One main strength of MSLA is the per-layer time only marginally increasing (due to suction effects) with an increasing cross sectional area of prints. Thus I mentally simulated 6 identical parts that would need overhangs to print. The simulation failed due to planar conflictions (LCD, bed and other parts) or because even more support was needed, so I reduced it to 1, negating one of MSLA’s main strengths. Even then, only under specific and very basic geometry did I get the mental simulation to pass. Due to the great resolution of resin based printers, such basic geometry would seldom be printed.
The way I want to try tackling this support problem is using less support structures (like in top-down DLP), breakaway/dissolvable supports (multimaterial), but mainly enhanced support structures such as recyclable thermoset resin…

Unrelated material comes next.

Issue #546, opened 2023-10-05
HCal forward insert - increase number of W/Sc layers to 10


rymilton:
**Is your feature request related to a problem? Please describe.**
The current implementation of the Hcal insert has 4 layers of W/Sc, similar to the LFHCAL. The actual design should have 10 layers of W/Sc.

(Slight tangent: I read about this on Fabbaloo, where the dream is to be able to turn prints straight into usable resin again with heat+chemicals, completely sidestepping the FDM requirements of having to regrind and precisely extrude new filament. Mixing resins for different properties is already standard procedure in this space and it’s much easier to tweak the colour of the output (moreso if a dark pigment is used), so it’s likely that multilple different resin prints recycled into the same liquid can still be used for prototype and dark-coloured aesthetic prints, though may have unpredictable properties. I read many of the comments on Maker’s Muse’s predictions for 2023 and many really wanted to be able to recycle their prints at home, so this could be a way to achieve this.)
…, useful support structures (e.g. Lego or Knex compatible support structures, so that the material isn’t just wasted) and magnetic pillar supports (which I’m most excited to try). I can’t see much reason why the useful support structures idea can’t be implemented in current resin printers of today, but I can only imagine the other things mentioned being doable on L^3 or PolyJet.